Multithreaded benchmarks:
julia> using BenchmarkTools, CheapThreads, LoopVectorization
julia> Threads.nthreads()
36
julia> function single_thread(v)
           s = 0.0
           @inbounds for i = 1:length(v)
               s += sin(v[i])
           end
           return s
       end
single_thread (generic function with 1 method)
julia> function single_thread_mt(v)
           s = zeros(8,Threads.nthreads())
           Threads.@threads for i = 1:length(v)
               @inbounds s[1,Threads.threadid()] += sin(v[i])
           end
           return sum(view(s, 1, :))
       end
single_thread_mt (generic function with 1 method)
julia> function single_batch(v)
           s = zeros(8,Threads.nthreads())
           @batch for i = 1:length(v)
               s[1,Threads.threadid()] += sin(v[i])
           end
           return sum(view(s, 1, :))
       end
single_batch (generic function with 1 method)
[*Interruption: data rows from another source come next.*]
PR #7780, opened 2026-02-24
chore: validate codegen changes using yarn generate-clients

smilkuri:
### Description
Remove the separate `new-client-test-codegen` Smithy model and `client-test-weather` package. Because it failed to catch issues with `yarn generate-clients` as we were doing gradle codegen in isolation. This PR regenerates`weather-legacy-auth` to sync with latest codegen output.

New approach for testing codegen in PR builds:
- Delete `weather-legacy-auth` protocol test client
- Run yarn generate-clients -p
- Restore the package's changelog file
- Restore just the package's version 
- Assert that there are no git diffs

### Testing
CI

### Checklist
  - [x] It's not a feature.
  - [x] No streams here.

---


Makefile
```diff
@@ -30,6 +30,7 @@ test-client-codegen:
 	cp -r ./codegen/new-client-test-codegen/build/smithyprojections/new-client-test-codegen/source/typescript-client-codegen/* ./private/client-test-weather/
 	cat ./private/client-test-weather/package.json
 	yarn update:versions:default
+	git checkout HEAD -- ./private/client-test-weather/CHANGELOG.md ./private/client-test-weather/package.json
```
kuhe: you can't overwrite package.json or else the validations can't run on the generated set of dependencies

kuhe: maybe it would be better not to have this model.

instead, for testing codegen in PR builds:

- delete one of the private clients
- run `yarn generate-clients -p` (protocol test clients).
- restore the package's changelog file
- restore the package's version (but not the rest of the pkg.json file)
- assert that there are no git diffs

smilkuri: How about restoring just the the package version in `./private/client-test-weather/package.json` and assert that  there are no git diffs on this model itself?

smilkuri: There were some codegen changes since the last time these protocol test clients have been updated, example
- copyright year change in the license
- order of build script in package.json
- casing change for esnext in `tsconfig.es.json`
Instead I will do the restoration on `client-test-weather` to keep these consistent with rest of the protocol test clients.

kuhe: it needs to go through the `yarn generate-clients` codegen entry point.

julia> function single_avxt(v)
           s = 0.0
           @avxt for i = 1:length(v)
               s += sin(v[i])
           end
           return s
       end
single_avxt (generic function with 1 method)
julia> v = randn(100000);
julia> @btime single_thread($v)
  986.643 μs (0 allocations: 0 bytes)
152.32081377185875
julia> @btime single_thread_mt($v)
  99.950 μs (182 allocations: 18.50 KiB)
152.32081377185966
julia> @btime single_batch($v)
  40.756 μs (1 allocation: 2.38 KiB)
152.32081377185966
julia> @btime single_avxt($v)
  4.938 μs (0 allocations: 0 bytes)
152.32081377185906
@batch is well ahead of @threads, and of course @avxt leaves the others far behind as before – 5 microseconds is pretty good for multi-threaded code!! – while again being the most accurate:
julia> sum(sin ∘ big, v) |> Float64
152.32081377185915
julia> 152.32081377185875 - ans, 152.32081377185966 - ans, 152.32081377185906 - ans
(-3.979039320256561e-13, 5.115907697472721e-13, -8.526512829121202e-14)
I’d also be interested in seeing how the Ryzen 5950X compares to the Intel 10980XE here.